Ihr Zentrum bilden die Samoa-Inseln. Reisende rühmen ihre Schönheit, die Faszination von Land und Leuten. Dabei weiß man über die Bewohner eigentlich wenig. Seit 50 Jahren ist Samoa unabhängig, Die westlichen Inseln der Samoa-Gruppe waren von 1900 bis 1914 deutsche Kolonie, anschließend wurden sie von den Neuseeländern verwaltet, bis sie 1962 die Unabhängigkeit erlangten. Es existiert ein hochkomplexes Häuptlingssystem. Darunter schottet man sich gern ab und lässt sich nicht in die Karten schauen.

Ein wenig Licht ins Dunkel will die Ausstellung "Samoa - Perle des Pazifiks" bis zum 17. Februar 2013 im Hamburger Museum für Völkerkunde bringen. Die fast 300 Objekte stammen sämtlich der hauseigenen Sammlung, darunter etliche, die noch nie zuvor zu sehen waren.
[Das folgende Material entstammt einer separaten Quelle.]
PR #624, opened 2020-12-28
Replace checkstyle with Spotless & Google Java Style

snazy:
https://github.com/diffplug/spotless/tree/main/plugin-maven

---
This change is [Reviewable](https://reviewable.io/reviews/projectnessie/nessie/624)


pom.xml
```diff
@@ -755,9 +723,13 @@ limitations under the License.
           <useDefaultExcludes>false</useDefaultExcludes>
 
           <includes>
-            <include>src/**</include>
-            <include>*</include>
-            <include>**/.mvn/**</include>
+            <include>*.xml</include>
```
laurentgo, line 726: why is this plugin configuration changed?

laurentgo:
I'm not sure I'm a big fan of Google style (especially the 100 characters limit): it seems to force every statement to be wrapped. Are they other alternatives with good support for IDE (I checked the Eclipse plugin for google formatter, which seems to install easily although manually. I've no idea if it also works with  version of the google plugin.

snazy:
If everyone fine with this PR, we should probably merge it manually to keep the separate commits for 1. the text file + pom changes and 2. the "automatic spotless:apply".

pom.xml
snazy: TBH, I don't recall. I *think* I ran into some differences wrt copyright headers at that time, but that's obviously no longer the case, so I reverted this change.

pom.xml
```diff
@@ -607,16 +607,9 @@
...
-          <dependencies>
-            <dependency>
-              <groupId>com.puppycrawl.tools</groupId>
-              <artifactId>checkstyle</artifactId>
-              <version>8.42</version>
-            </dependency>
-          </dependencies>
+          <groupId>com.diffplug.spotless</groupId>
+          <artifactId>spotless-maven-plugin</artifactId>
+          <version>2.6.1</version>
```
nastra, line 612: nit: should we use the latest version `2.11.1` here?

nastra (approved):
LGTM (I only reviewed the first commit). I agree it would make sense to merge those 2 commits without squashing them

pom.xml
snazy: nice catch! fixed

nastra (dismissed):

nastra:
lgtm

nastra (approved):

rymurr (dismissed):
While I don't like the big change I am happy to move to spotless. @laurengo any thoughts?

@snazy is there any instructions for how to switch from checkstyle to spotless as a dev? Or is it pretty straighforward

laurentgo:
I noticed this morning that the plugin complained about some files found under the `site` directory (where I put my python virtualenv). Maybe we need some exclusions?

snazy:
> I noticed this morning that the plugin complained about some files found under the `site` directory (where I put my python virtualenv). Maybe we need some exclusions?

Huh? Haven't seen it complain about anything in `venv` or so. Do you have some details?

laurentgo:
While trying spotless more, I found a couple of issues:
- No skip flag (surprisingly): there's an open issue for it at diffplug/spotless#491
- spotless (google formatter) only looks at formatting issues, but not all issues detected by checkstyle are detected by spotless/google formatter. For example, using a camel case package name is flagged by checkstyle but not by spotless

laurentgo (changes requested):
> *[Reviewable](https://reviewable.io/reviews/projectnessie/nessie/624)* status: 0 of 616 files reviewed, 2 unresolved discussions (waiting on @laurentgo and @snazy)

___
*[pom.xml, line 994 at r2](https://reviewable.io/reviews/projectnessie/nessie/624#-MaeeLfb5eWdoF5foXK4:-MaeeLfb5eWdoF5foXK5:b-dtq500) ([raw file](https://github.com/projectnessie/nessie/blob/54e9a579cc087237043bbab75573f7c0990dc67f/pom.xml#L994)):*
> ```XML
>             <format>
>               <includes>
>                 <include>**/*.xml</include>
> ```

This causes all the XML files across all modules to be checked once by the top level module and then latter by the owning module. Tbh, it feels too broad, and maybe we should only check things under `${project.basedir}/src`

snazy:
> While trying spotless more, I found a couple of issues:
> 
> * No skip flag (surprisingly): there's an open issue for it at [diffplug/spotless#491](https://github.com/diffplug/spotless/issues/491)
> * spotless (google formatter) only looks at formatting issues, but not all issues detected by checkstyle are detected by spotless/google formatter. For example, using a camel case package name is flagged by checkstyle but not by spotless
> 
> Maybe we should keep checkstyle for now? The lack of skip is kind of annoying to me (sometimes while I'm developing, I have temporary files which like logs which are often flagged by tools, but usually I use skip until I'm ready to clean up things before pushing my changes).

Moved the spotless-plugin into a new profile, which can be deactivated with `-DskipSpotless`.

Not sure whether the name-style checks are that much of a problem. It's something that can be spotted in reviews.

snazy (commented):
> *[Reviewable](https://reviewable.io/reviews/projectnessie/nessie/624)* status: 0 of 616 files reviewed, 2 unresolved discussions (waiting on @laurentgo)

___
*[pom.xml, line 994 at r2](https://reviewable.io/reviews/projectnessie/nessie/624#-MaeeLfb5eWdoF5foXK4:-MaiKHfw6_Kon0LTcmCD:b-896fix) ([raw file](https://github.com/projectnessie/nessie/blob/54e9a579cc087237043bbab75573f7c0990dc67f/pom.xml#L994)):*

This causes all the XML files across all modules to be checked once by the top level module and then latter by the owning module. Tbh, it feels too broad, and maybe we should only check things under `${project.basedir}/src`
</blockquote></details>

Done.

snazy:
As discussed in the stand-up, I've re-added the Checkstyle plugin but removed the "pure code formatting" checks from the checkstyle-configs.

Nits:
* moved all code-style related configs to a new `codestyle/` folder (for both spotless + checkstyle)
* also added spotless to the Gradle plugin build

.idea/copyright/copy.xml
```diff
@@ -1,6 +1,6 @@
...
+    <option name="notice" value="Copyright (C) &amp;#36;today.year Dremio&#10;&#10;Licensed under the Apache License, Version 2.0 (the &quot;License&quot;);&#10;you may not use this file except in compliance with the License.&#10;You may obtain a copy of the License at&#10;&#10;http://www.apache.org/licenses/LICENSE-2.0&#10;&#10;Unless required by applicable law or agreed to in writing, software&#10;distributed under the License is distributed on an &quot;AS IS&quot; BASIS,&#10;WITHOUT WARRANTIES OR CONDITIONS OF ANY KIND, either express or implied.&#10;See the License for the specific language governing permissions and&#10;limitations under the License." />
```
rymurr, line 3: does this mean once a year we will have a big diff which re-writes all headers or we will have a mixed copywrite year depending on when the source was created

snazy: Nope. It just inserts the current year, when the license is not present.
A "new year" has no effect. However, if you change the copyright text, it will complain.

rymurr: so we will have a mix of 2020, 2021 etc as the copyright year right? That sounds odd to me. Most repos have `Copyright <year>` or `Copyright <year1>-<year2>` right? And they are always uniform across the repo.

rymurr (approved):
LGTM. @laurentgo wdyt

nastra (approved):
LGTM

Wer sie begutachtet, stößt auch auf eine überraschend enge Verbindung Samoas zu Hamburg.

Es begann wie so häufig mit dem Handel. Als Pionier gilt hier vor allem der Hamburger Kaufmann Johan Cesar VI. Godeffroy, genannt der "Südseekönig", der 1857 im Südpazifik aktiv wurde und auf Samoa Kokosplantagen betrieb. Zahlreiche hanseatische Kaufmannsfamilien folgten seinem Beispiel, trieben Handel, bereisten Samoa, viele Händler heirateten - und blieben. Einige Familien haben sogar samoanische Prinzessinnen in ihren Reihen.

Derzeit wohnen offiziell fünf Samoaner in Hamburg. Etwa 80 reisten aus ganz Europa zur Ausstellungseröffnung an. Frank Keil, Besitzer der größten Fernsehstation Samoas, nutzt seinen Besuch, um Gelder für den Erhalt eines historischen Gerichtsgebäudes - einem Holzbau aus der Zeit von Kaiser Wilhelm II. - in der Hauptstadt Apia aufzutreiben. Auch dieses Projekt ist in der Ausstellung dokumentiert.
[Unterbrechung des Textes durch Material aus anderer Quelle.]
PR #659, opened 2021-01-07
Ignore files+folders that get generated by venv + mkdocs

snazy:
When following the instructions in the `README.md`, the Python `venv` creates a `.gitignore` in `site/` covering all files (contains a single `*` entry), which is not good.

---
This change is [Reviewable](https://reviewable.io/reviews/projectnessie/nessie/659)

### DIFF
--- a/.gitignore
+++ b/.gitignore
@@ -54,3 +54,6 @@ gradle/
 out
 gradle/wrapper/gradle-wrapper.jar
 version.txt
+
+# Python venv
+venv/
--- a/site/README.md
+++ b/site/README.md
@@ -30,9 +30,9 @@ dependencies.
   # cd to the site/ directory
   cd site/
   # setup the virtual environment (only needed once)
-  virtualenv -p $(which python3) .
+  virtualenv -p $(which python3) venv
   # activate the virtual environment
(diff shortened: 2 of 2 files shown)


site/.gitignore
```diff
@@ -0,0 +1,7 @@
+## Python venv
+/pyvenv.cfg
```
laurentgo, line 2: is the '/' prefix needed? `.gitignore` under `python` directory doesn't seem to use it.

snazy: Not strictly required, but this way it's just explicit (otherwise it would match any `pyvenv.cfg`, not just the one for "our" venv).

rymurr:
good catch @snazy 

This is actually an artifact of the way the venv is created. The more standard/pythonic way to create a venv would be:

``` bash
virtualenv -p $(which python3) venv
venv/bin/activate
```
And I believe the `venv` is already in `.gitignore` and would be ignored correctly.

I would rather we respect python best practices so would you mind updating the `README` instead?

snazy:
Yup, updated the README, but also added `venv/` to `.gitignore`

rymurr (approved):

Zahlreiche historische Fotografien künden von dem deutsch-samoanischen Kapitel der Kolonialgeschichte. Zu sehen sind Alltagsszenen, offizielle Feiern sowie touristische Impressionen. Viele Männer, aber auch Frauen, tragen den traditionellen Tuiga-Kopfschmuck und Ketten aus Pottwalzähnen. Eine der ältesten Studioaufnahmen zeigt einen sitzenden Europäer neben einem Samoaner, der aber den Versuch des Europäers, sich dominant in Szene zu setzen, torpediert, indem er sich lässig auf ihn stützt.

Ausgestellt ist ebenfalls ein Modell der traditionellen, mit Flechtverkleidung bedeckten Rundhäuser. Deren Offenheit korreliert mit einer erstaunlichen Verschlossenheit der Menschen über ihre Lebensverhältnisse. Einblicke in ihren Alltag geben feine, höchst kunstvolle handgefertigte Matten, Flechtarbeiten, allerlei Kunsthandwerk, Kawa-Schalen, in denen auch mal leicht berauschende Getränke dargereicht wurden, sowie prachtvoll gemusterte Tapa-Kleidung.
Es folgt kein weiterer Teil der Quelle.